Re: If I haven't mentioned it...

2007-08-02 18:45 (UTC)
by [identity profile] alfreda89.livejournal.com
I've never actually asked them, but I'd guess several hundred. Big names on the GoH can draw more, unknowns don't bring in extra. This con doesn't do masquerades, never had gaming until recently, and now gaming's hidden off to the side -- they are about books, with a nod to TV/movies in the genre.

Re: If I haven't mentioned it...

2007-08-02 18:55 (UTC)
by [identity profile] alfreda89.livejournal.com
I've popped the committee a question on numbers -- if they get back to me today I'll let you know.

Re: If I haven't mentioned it...

2007-08-03 15:01 (UTC)
by [identity profile] alfreda89.livejournal.com
This year's ArmadilloCon will have between 400 and 450 people, counting everyone con-related on-site.

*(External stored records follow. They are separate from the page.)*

PR #2694, opened 2019-04-21
Update ALKS board

CornyjK:
Thank you for merging.

https://github.com/RoboticsBrno/ArduinoLearningKitStarter-library/issues/22


me-no-dev:
I see you added the PSRAM option. Do you have PSRAM on-board?

CornyjK:
Mostly not, but there is the possibility (this means board has the ability to have PSRAM, but we do not commonly use it, we might in future). So I would like to have the option.

me-no-dev:
cool :) merged

PR #4811, opened 2021-02-15
[2.0.0] BtClassic Discovery with info without connect

ArcticSnowSky:
Hey guys,
so I wanted to do a BtClassic Discovery without the need to call connect
and to list all found devices on a display and continue work with that list.

I wasn't capable to test the example code with my file structure, but I did use the discovery already in some different situations.

However when I noted that the Bluedroid stack won't let me enforce an RfComm SPP connection to a GPS Device (Skytraxx 2 plus, I guess its interface is built so simple that it doesn't advertise its SPP over SDP), I will probably have to switch to BtStack (BlueKitchen) and stop on this side meanwhile


ArcticSnowSky:
Hi, today I moved my changes into a separated branch and merged master into.
Do I have to create a new Pull request in this scenario?

me-no-dev:
Just please make sure that you fix the merge conflict with `libraries/BluetoothSerial/src/BluetoothSerial.cpp`

patfelst:
I'm interested in using this, it will be very useful for my project - thanks @ArcticSnowSky. How do I use this code before it is merged into master, or will that happen soon?

ArcticSnowSky:
> will be very useful for my project - thanks @ArcticSnowSky. How do I use this code before it is merged into master, or will that happe

Hi, I for my part - at the beginning - copied the BluetoothSerial folder into my project folder and used those as direct include (Simple approach).
Later on I used this forked and modified repo in my .platformio with a @3.6 (as the newest platform-framework is used by platformio in my case), this approach is probably more complicated, but might be cleaner from the perspective of your project.

patfelst:
Thanks I've worked out how to clone the repository (I think!) and will replace the "BluetoothSerial" folder with your work.

PR #4819, opened 2021-02-17
Add Lolin32 Lite and TTGO T7 boards

balrog-kun:
Add the Wemos Lolin32 Lite (no longer being produced like the original Lolin32) and the TTGO T7 v1.3 and v1.4 boards (status unknown). All three are rather generic ESP32 boards the main difference being pin layouts and ESP32 module type.

### DIFF
--- a/boards.txt
+++ b/boards.txt
@@ -700,6 +700,238 @@ ttgo-t1.menu.DebugLevel.verbose.build.code_debug=5
 
 ##############################################################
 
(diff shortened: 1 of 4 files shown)


me-no-dev:
Thanks :)

RA-NGR:
TTGO T7 v1.4 based on WROVER module, so it must has PSRAM, please correct

Issue #3193, opened 2019-09-09
WiFiClientSecure::write only sends the first 16KB


marcelstoer:
### Description:
Shouldn't [`WiFiClientSecure::write`](https://github.com/espressif/arduino-esp32/blob/master/libraries/WiFiClientSecure/src/WiFiClientSecure.cpp#L183) send the whole buffer even beyond SSL fragment length? Currently it only writes up to mbedTLS maximum fragment length which is 16KB by default.

According to [ARM mbed TLS](https://tls.mbed.org/api/ssl_8h.html#a5bbda87d484de82df730758b475f32e5) `mbedtls_ssl_write` has the following limitation

> If the requested length is greater than the maximum fragment length (either the built-in limit or the one set or negotiated with the peer), then:
>- with TLS, less bytes than requested are written.

It appears that `mbedtls_ssl_write` is only called once at https://github.com/espressif/arduino-esp32/blob/master/libraries/WiFiClientSecure/src/ssl_client.cpp#L280

### Sketch
While the (simplified) workaround below works ok it does feel like such a use case should be handled by `WiFiClientSecure` internally. Opinions?

```cpp
size_t sent = 0; 
size_t remaining = fileSize; 
size_t offset = 0;

while (true) {
  sent = client->write(buffer + offset, remaining);
  remaining = remaining - sent;
  offset += sent;
  if (remaining <= 0 || sent <= 0) {
    break;
  }
}
```

marcelstoer:
@me-no-dev according to the commit history you might be familiar with the subject?

marcelstoer:
@me-no-dev what can I do to get some feedback from a developer to find out if my expectations are justified or not?

me-no-dev:
This should definitelly not be the case and I will put it on my list of things to check. Doing such while loops in FreeRTOS might not be a good idea, but I need to have a better look at what goes underneath to know if this can do or not.

marcelstoer:
"Hey bot, shut up. The grown-ups are talking." Not frequently but they do 😜

marcelstoer:
nudge

atanisoft:
@marcelstoer perhaps submit a PR with your proposal?

marcelstoer:
Re: PR; Normally not an issue but I'm not familiar with the inner workings of the affected class(es) to make a meaningful proposal.

Besides @me-no-dev stated that

> Doing such while loops in FreeRTOS might not be a good idea

[...]

PR #4820, opened 2021-02-17
Fix dropped SSL connection when buffer gets full.

everslick:
mbedTLS requires repeated calls to mbedtls_ssl_write() whenever it returns MBEDTLS_ERR_SSL_WANT_READ or MBEDTLS_ERR_SSL_WANT_WRITE. this happens when the client sends data faster then the server or the connection can handle.

### DIFF
--- a/libraries/WiFiClientSecure/src/ssl_client.cpp
+++ b/libraries/WiFiClientSecure/src/ssl_client.cpp
@@ -300,7 +300,8 @@ int send_ssl_data(sslclient_context *ssl_client, const uint8_t *data, uint16_t l
             log_v("Handling error %d", ret); //for low level debug
             return handle_error(ret);
         }
-	vTaskDelay(2);
+        //wait for space to become available
+        vTaskDelay(2);
     }
 
     return ret;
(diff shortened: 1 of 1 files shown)


libraries/WiFiClientSecure/src/ssl_client.cpp
```diff
@@ -295,11 +295,11 @@ int send_ssl_data(sslclient_context *ssl_client, const uint8_t *data, uint16_t l
     log_v("Writing HTTP request with %d bytes...", len); //for low level debug
     int ret = -1;
 
-    if ((ret = mbedtls_ssl_write(&ssl_client->ssl_ctx, data, len)) <= 0){
-        log_v("Handling error %d", ret); //for low level debug
-        return handle_error(ret);
-    } else{
-        log_v("Returning with %d bytes written", ret); //for low level debug
+    while ((ret = mbedtls_ssl_write(&ssl_client->ssl_ctx, data, len)) <= 0) {
```
me-no-dev, line 298: I left a note on this part in the 2.0.0 PR :) could you please have a look?

everslick: done both! :)

marcelstoer:
This likely also fixed the (largely) ignored #3193.

Issue #2494, opened 2019-02-22
WiFiClientSecure gets stuck, when send buffers get full


everslick:
When we send too fast (faster then the TLS connection allows), eventually the send buffers will fill up and write() returns 0 (indicating, that nothing could be written). Normally this means we just retry until all data is sent, but in this case the TLS socket never recovers from this condition (buffers stay full). The only thing we can do is close the socket and go home.

everslick:
still valid, don't close.

everslick:
https://github.com/esp8266/Arduino/pull/6104

could be the same bug as on ESP8266. @me-no-dev ?

everslick:
still relevant, don't close.

everslick:
still relevant, don't close.

everslick:
https://github.com/espressif/arduino-esp32/blob/master/libraries/WiFiClientSecure/src/WiFiClientSecure.cpp#L183

My guess is, when `send_ssl_data()` returns an error we silently close the socket, and do not inform the caller. write should return int, but returns size_t.

everslick:
@me-no-dev what do you think?

everslick:
Doing more tests with idf-release/v4.2 shows the bug still present. So this could very easily be a issue with WiFiClientSecure. It hink this is serious and worth looking into before next stable release. What can I do to bring this foward besides the what I commented above?

sansillusion:
wow I feel bad for you, not even a single aknowledgment of you issue and you have to fight the stale bot to keep it open. I hope you get the attention you need on this issue, unfortunately I can't help.

PR #4821, opened 2021-02-17
[2.0.0] Fix dropped SSL connection when buffer gets full.

everslick:
mbedTLS requires repeated calls to mbedtls_ssl_write() whenever it returns MBEDTLS_ERR_SSL_WANT_READ or MBEDTLS_ERR_SSL_WANT_WRITE. this happens when the client sends data faster then the server or the connection can handle.

Fixes: https://github.com/espressif/arduino-esp32/issues/2494

### DIFF
--- a/libraries/WiFiClientSecure/src/ssl_client.cpp
+++ b/libraries/WiFiClientSecure/src/ssl_client.cpp
@@ -294,6 +294,7 @@ int send_ssl_data(sslclient_context *ssl_client, const uint8_t *data, uint16_t l
             log_v("Handling error %d", ret); //for low level debug
             return handle_error(ret);
         }
+	vTaskDelay(2);
     }
 
     return ret;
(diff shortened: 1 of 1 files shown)


libraries/WiFiClientSecure/src/ssl_client.cpp
```diff
@@ -289,11 +289,11 @@ int send_ssl_data(sslclient_context *ssl_client, const uint8_t *data, uint16_t l
     log_v("Writing HTTP request with %d bytes...", len); //for low level debug
     int ret = -1;
 
-    if ((ret = mbedtls_ssl_write(&ssl_client->ssl_ctx, data, len)) <= 0){
-        log_v("Handling error %d", ret); //for low level debug
-        return handle_error(ret);
-    } else{
-        log_v("Returning with %d bytes written", ret); //for low level debug
+    while ((ret = mbedtls_ssl_write(&ssl_client->ssl_ctx, data, len)) <= 0) {
```
me-no-dev, line 292: I am a bit worried about such busy `while` loop. Add at least `vTaskDelay(2);` to ensure that task switching will work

Re: If I haven't mentioned it...

2007-08-03 17:45 (UTC)
by [identity profile] kinzel.livejournal.com
Want to drop me a good address and I'll pop a few i nthe mail?

Thanks!

Re: If I haven't mentioned it...

2007-08-04 06:16 (UTC)
by [identity profile] alfreda89.livejournal.com
Just dropped!

And now, Zzzzz

Flyers

2007-08-02 15:33 (UTC)
by [identity profile] missingvolume.livejournal.com
Just slip some in my next order since you seem to have Dragoncon covered. I'll be at Necronomicon and WFC in the next few months.

Fledgling chapters

2007-08-02 15:47 (UTC)
by (Anonymous)
If Fledgling is going to be 45-50 chapters and our donations only covered 30-some, why not revert to the original rules and ask for donations again when you get to that point? It made sense to close the kitty when you weren't sure of the number of chapters - it might allow you to both slow down the process a little and be paid for your work.

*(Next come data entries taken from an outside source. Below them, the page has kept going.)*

PR #4823, opened 2021-02-17
[2.0.0] Remove temp buffer in lastError

everslick:
The temp buffer serves no purpose here. As a side-note mbedtls_strerror can be called with size == 0 safely. No need to check.


me-no-dev:
already in :)

PR #4832, opened 2021-02-18
[2.0.0] Add BLE characteristic callbacks overloads

mixa3607:
Add BLE characteristic callbacks overloads with esp_ble_gatts_cb_param_t* param.
Example:
```
class BleCharactCallback : public BLECharacteristicCallbacks
{
    void onRead(BLECharacteristic *pCharacteristic, esp_ble_gatts_cb_param_t *param)
    {
        auto addr = param->read.bda;
        ESP_LOGV(TAG, "Device " ESP_BD_ADDR_STR " request data", ESP_BD_ADDR_HEX(addr));
    }
    void onWrite(BLECharacteristic *pCharacteristic, esp_ble_gatts_cb_param_t *param)
    {
        auto addr = param->write.bda;
        ESP_LOGV(TAG, "Device " ESP_BD_ADDR_STR " transmit data", ESP_BD_ADDR_HEX(addr));
    }
};
```


me-no-dev:
Hi @mixa3607 :) Thanks for the PR!
I have a few things that do bother me a bit though, like calling both functions one after another.
Here is what I propose:
1. Mark the callbacks without param as deprecated
2. Call the callbacks without param from the default handlers with param
3. Remove logging from the default default handlers with param

What do you think?

mixa3607:
Hi @me-no-dev!
Marked overloads with single arg as "DEPRECATED" only in doc comments, and didn't add `__attribute__ ((deprecated))` to the definition.
Moved call `onXXX(pCharact)` to `onXXX(pCharact, param)`.
And also fix logging messages like `log_d("BLECharacteristicCallbacks", "<< onStatus");` by change to `log_d("<< onStatus");`

PR #4839, opened 2021-02-19
Added BLEAddress operator overload methods

Bascy:
Allows BLEAddress to be used as key in std::map etc


me-no-dev:
Nice! Thanks!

I suggest this as a regular Fledgling reader who misses my fix but wants our authors to be happy, well paid, etc.

And who is Myles? I'm going to NASFIC (last minute decision) and would certainly go to a Friends of Liad event. I assume there will be bulletin boards or other processes to notify people.

B. O'Brien

Re: Fledgling chapters

2007-08-02 22:18 (UTC)
by [identity profile] kinzel.livejournal.com
We are very much in the midst of some other stuff right now. Come chapter 30 we'll have a better idea of timing, and necessity.